# Directions
Out of the lines below, please list those that hold the string "well".

# Stored data entries
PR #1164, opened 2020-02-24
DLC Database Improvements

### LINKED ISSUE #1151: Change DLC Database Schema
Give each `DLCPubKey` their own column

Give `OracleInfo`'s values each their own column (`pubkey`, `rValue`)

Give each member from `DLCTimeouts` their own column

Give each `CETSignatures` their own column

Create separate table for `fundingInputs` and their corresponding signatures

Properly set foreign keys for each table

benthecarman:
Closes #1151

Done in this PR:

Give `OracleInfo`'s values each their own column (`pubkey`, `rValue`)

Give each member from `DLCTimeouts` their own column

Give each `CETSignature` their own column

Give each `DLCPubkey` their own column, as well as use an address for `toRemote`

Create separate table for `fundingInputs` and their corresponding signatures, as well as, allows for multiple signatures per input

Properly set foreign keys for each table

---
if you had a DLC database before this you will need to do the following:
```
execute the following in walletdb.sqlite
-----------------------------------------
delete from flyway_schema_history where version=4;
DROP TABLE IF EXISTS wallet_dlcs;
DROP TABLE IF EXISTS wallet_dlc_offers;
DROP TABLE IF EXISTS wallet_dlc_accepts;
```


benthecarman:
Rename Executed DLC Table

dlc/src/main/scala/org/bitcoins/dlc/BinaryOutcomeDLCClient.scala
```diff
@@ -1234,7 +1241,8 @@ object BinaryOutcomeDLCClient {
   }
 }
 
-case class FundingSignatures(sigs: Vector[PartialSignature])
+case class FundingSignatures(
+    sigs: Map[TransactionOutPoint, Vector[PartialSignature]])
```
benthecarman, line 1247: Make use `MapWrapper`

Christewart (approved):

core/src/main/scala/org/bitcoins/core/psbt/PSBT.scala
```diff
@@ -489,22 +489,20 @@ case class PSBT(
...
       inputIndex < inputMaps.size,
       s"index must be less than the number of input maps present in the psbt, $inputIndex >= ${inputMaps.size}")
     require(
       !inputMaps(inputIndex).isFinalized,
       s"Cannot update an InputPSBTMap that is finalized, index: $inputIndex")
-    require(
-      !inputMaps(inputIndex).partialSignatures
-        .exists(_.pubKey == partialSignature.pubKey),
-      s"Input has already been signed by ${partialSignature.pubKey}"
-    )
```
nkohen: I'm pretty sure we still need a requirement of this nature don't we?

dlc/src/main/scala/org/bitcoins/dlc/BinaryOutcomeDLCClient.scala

# Task solution
Give each `DLCPubkey` their own column, as well as use an address for `toRemote`
Create separate table for `fundingInputs` and their corresponding signatures, as well as, allows for multiple signatures per input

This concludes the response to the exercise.